NOPE,he just sees my postcode and BMW.case closed :lol:

BMW insurance have quoted £1100  not to shabby.


----------



## Mr_Mephistophel

What pisses me off is my girlfriend has a Vauxhall Zafira and no points.
On her policy are also her Dad (3 x sp30) her Mum (1 x sp30) and me (1 x sp30)

Prior to last year she was just on her Dads insurance, as he is down as the owner of the car so she has 1 years NCD.

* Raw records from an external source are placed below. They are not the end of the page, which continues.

PR #1406, opened 2026-07-11
fix(preferences): scoreboard disabled by default & pref snapshot

Dhruv-0-Arora:
With the UI-refactor, it won't make sense to have the scoreboard enabled by default because switching to the gameplay mode will enable it. Right now it just takes up space and makes testing on mobile difficult.

---

- [ ] User-facing polish:


Dhruv-0-Arora:
squash this pr

fission/src/test/PreferencesSystem.test.ts
```diff
@@ -30,7 +30,7 @@ describe("Preferences System Global Values", () => {
 
         expect(PreferencesSystem.getUserPreference("ZoomSensitivity")).toBe(15)
         expect(PreferencesSystem.getUserPreference("RenderSceneTags")).toBe(true)
-        expect(PreferencesSystem.getUserPreference("RenderScoreboard")).toBe(true)
+        expect(PreferencesSystem.getUserPreference("RenderScoreboard")).toBe(false)
```
rutmanz: lets be so for real we could (should) check that these are the default values, not that they are equal to these literals

rutmanz (changes requested):
otherwise lgtm

fission/src/test/PreferencesSystem.test.ts
Dhruv-0-Arora: Done.

rutmanz (approved):

AlexD717 (approved):
Should be merged after #1377

PR #1407, opened 2026-07-13
Clean Up Invalid Collider Warnings `[SYNTH-222]`

azaleacolburn:
## Task

SYNTH-222

## Symptom

When spawning basically any complex model, a bunch of warnings are printed about invalid colliders. Some are duplicates, and some are just annoying. They have made debugging slightly more annoying for me.

## Solution

I removed one warning, which triggered after one of the other two more specific warnings, so it felt redundant. I put two other warnings behind a constant variable called `DEBUG_COLLIDER_WARNINGS` in `PhysicsSystem.ts`. Additionally, I added a conditional warning to an analogous path that didn't have one before, predicated on the same debug variable.

## Verification

All tests pass.

---

- [x] User-facing polish:

### DIFF
--- a/fission/src/systems/physics/PhysicsSystem.ts
+++ b/fission/src/systems/physics/PhysicsSystem.ts
@@ -1151,9 +1151,12 @@ class PhysicsSystem extends WorldSystem {
         })
 
         if (points.size() < 4) {
+            if (DEBUG_COLLIDER_WARNINGS) console.warn("Could not create convex shape for part")
+
             JOLT.destroy(settings)
             JOLT.destroy(min)
             JOLT.destroy(max)
+
             return
         }
 
--- a/fission/src/systems/physics/PhysicsSystem.ts
+++ b/fission/src/systems/physics/PhysicsSystem.ts
@@ -43,6 +43,8 @@ import {
     setAxes,
 } from "./ConstraintSettingsUtilities"
 
+const DEBUG_COLLIDER_WARNINGS = false
+
 /**
  * Layers used for determining enabled/disabled collisions.
  */
@@ -942,7 +944,6 @@ class PhysicsSystem extends WorldSystem {
                 // const partShapeResult = this.CreateConvexShapeSettingsFromPart(partDefinition)
 
                 if (!partShapeResult) {
-                    console.warn("Skipping collider (no valid shape settings)", debugLabel)
                     return [undefined, undefined]
                 }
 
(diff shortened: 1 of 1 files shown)


AlexD717 (approved):
lgtm

fission/src/systems/physics/PhysicsSystem.ts
```diff
@@ -36,6 +36,8 @@ import {
     setAxes,
 } from "./ConstraintSettingsUtilities"
 
+const DEBUG_COLLIDER_WARNINGS = false
```
0xda157, line 46: surely there's a better way to manage this. check if we're in dev mode? add an option for debug logging?

azaleacolburn: But I don't want it in dev mode; it should only print when the developer explicitly wants it to print. This is a pattern we use elsewhere, so changing it should be a separate ticket.

fission/src/systems/physics/PhysicsSystem.ts
```diff
@@ -1150,9 +1151,12 @@ class PhysicsSystem extends WorldSystem {
         })
 
         if (points.size() < 4) {
+            if (DEBUG_COLLIDER_WARNINGS) console.warn("Could not create convex shape for part")
```
Dhruv-0-Arora, line 1154:
```suggestion
            if (DEBUG_COLLIDER_WARNINGS) {
           		console.warn("Could not create convex shape for part")
           	}
```

Dhruv-0-Arora (approved):
for consistency's sake

fission/src/systems/physics/PhysicsSystem.ts
0xda157: if this is important enough to enforce, it should be added to the lint/format config, and if it's not that important we shouldn't be nit picking it

fission/src/systems/physics/PhysicsSystem.ts
rutmanz: fwiw I think this is a totally valid choice. Like they could be in a file of their own but it doesn't matter imo

fission/src/systems/physics/PhysicsSystem.ts
rutmanz: my take is it depends on how long the line is and is entirely vibe-based. I personally like it Dhruv's way more but it doesn't really matter and would not be appropriate for a formatter rule

rutmanz (approved):
TM,TLLSCACAIWA

0xda157 (approved):

fission/src/systems/physics/PhysicsSystem.ts
azaleacolburn: My general rule is that if the curly brackets can be omitted, they should be, and it's the job of the formatter to put the body on the next line (indented, of course)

She pays £210 a year. Now the easy solution would just be to say that that is my home address as I do live there at the weekend but that would give them an excuse not to pay out


----------



## bigmc

I've just paid £400 for swmbo and myself on a zafira cdti, remapped, decat and ss system, cai and lowered all mods declared. SWMBO is 25 and licence for <3 years.


----------



## Strothow

I'm being raped of 2.4k


----------



## DrDax

Dam I thought £620 on my mustang (supercharged and around 500hp) full comp, and 5000 miles policy, was high. I think I'll snap the insurers hand off next time. 

£370 for my fiesta 2010 but bog std. 


Sent from my GT-P1000 using Tapatalk 2


----------



## Will_G

Silverback, do you not have a family member like an older sister or mum with a clean driving license you can put as a named driver? I named my sister on my policy just after my couple of claims and got £200 off. She does borrow the car a few times a year for long runs etc. might be worth doing a quote and seeing what happens to the price.


----------



## Ninja59

silverback said:


> NOPE,he just sees my postcode and BMW.case closed :lol:
> 
> BMW insurance have quoted £1100  not to shabby.

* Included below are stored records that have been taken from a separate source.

PR #1408, opened 2026-07-13
Remove `.npmrc`

BrandonPacewic:
`.npmrc` got added and it broke our GitHub actions. Since we don't need this right now we can just remove it.

### DIFF
--- a/.gitignore
+++ b/.gitignore
@@ -1,5 +1,4 @@
-.vs/
-.vscode/
+.*
 build/
 dist/
 out/
--- a/.gitignore
+++ b/.gitignore
@@ -1,4 +1,5 @@
-.*
+.vs/
+.vscode/
 build/
 dist/
 out/
@@ -9,3 +10,4 @@ renderer/
 *.exe
 .idea
 **/.direnv
+.npmrc
--- a/fission/.gitignore
+++ b/fission/.gitignore
@@ -1,4 +1,3 @@
-.*
 public/Downloadables
 package-lock.json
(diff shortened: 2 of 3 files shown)


.gitignore
```diff
@@ -1,5 +1,4 @@
-.vs/
-.vscode/
+.*
```
0xda157: why on earth would we ignore every file prefixed with `.`?? this is bound to cause tons of confusion.  
```suggestion
.vs/
.vscode/
.npmrc
```

BrandonPacewic: This is fairly common and not inherently erroneous. Linux uses this exact pattern.

rutmanz (changes requested):
Given the number of `.*` files we do include (`.gitmodules`, `.envrc`, `.git-blame-ignore-revs`, `.gitattributes`), it does seem kind of odd to chose to ignore all of them by default. At the very least all dotfiles that are checked in should be explicitly excluded from the gitignore imo. My brief perusing of the forums indicates that `git add -f` is somewhat brittle if files get deleted and added back, moved, etc.

I also think that it's nice to be able to see an accurate list of modified files in the git change list (GUI or `git status`), and then chose whether to ignore a file you've added there or not, rather than have it ignored by default and not show up anywhere as a new file that you might want to pay attention to.

I agree that it's not inherently erroneous, but I do think Daisy is right that it is very confusing and probably not the best way of going about this.

rutmanz (approved):
g,tltm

i think the current BMW spate has had some effect on some of these quotes as well tbh...


----------



## silverback

Will_G said:


> Silverback, do you not have a family member like an older sister or mum with a clean driving license you can put as a named driver? I named my sister on my policy just after my couple of claims and got £200 off. She does borrow the car a few times a year for long runs etc. might be worth doing a quote and seeing what happens to the price.


not an option mate.im the only driver.called sky insurance back and there quote was higher then adrian flux :lol: you gotta laugh,otherwise i would be out looking for a mountain bike hahaha.BMW insurance,here i come


----------



## bigmc

How did you get on with Brentacre? They don't load your policy unless your bhp changes massively.


----------



## silverback

mirra_finish said:


> I'm with BMW insurance for my 2011 520D and pay £460. All repairs carried out by BMW shops etc. Free towing/recovery in case of breakdown/accident etc.
> 
> I thought it was reasonably good value?
> 
> ....and they're underwritten by Allianz


they would have been the last place i would have looked,possibly wouldnt have looked at BMW themselves at all.so a huge thanks for the post on my thread mate :thumb:


----------



## silverback

bigmc said:


> How did you get on with Brentacre? They don't load your policy unless your bhp changes massively.


i told them to call me back after 4 as i work permanent nights,i was up at just before 4 and had that many missed calls that i couldnt keep up (i have done a shed load of searches for quotes) so they possibly rang to early or didnt call back.


----------



## bigmc

Worth a chase imho, ask to speak to Rhys when you get through.


----------



## silverback

Strothow said:


> I'm being raped of 2.4k


thereis always some one worse of than yourself,is what my dad use to say to me.how true those words are.what the hell have you got for 2.5K?


----------



## silverback

bigmc said:


> Worth a chase imho, ask to speak to Rhys when you get through.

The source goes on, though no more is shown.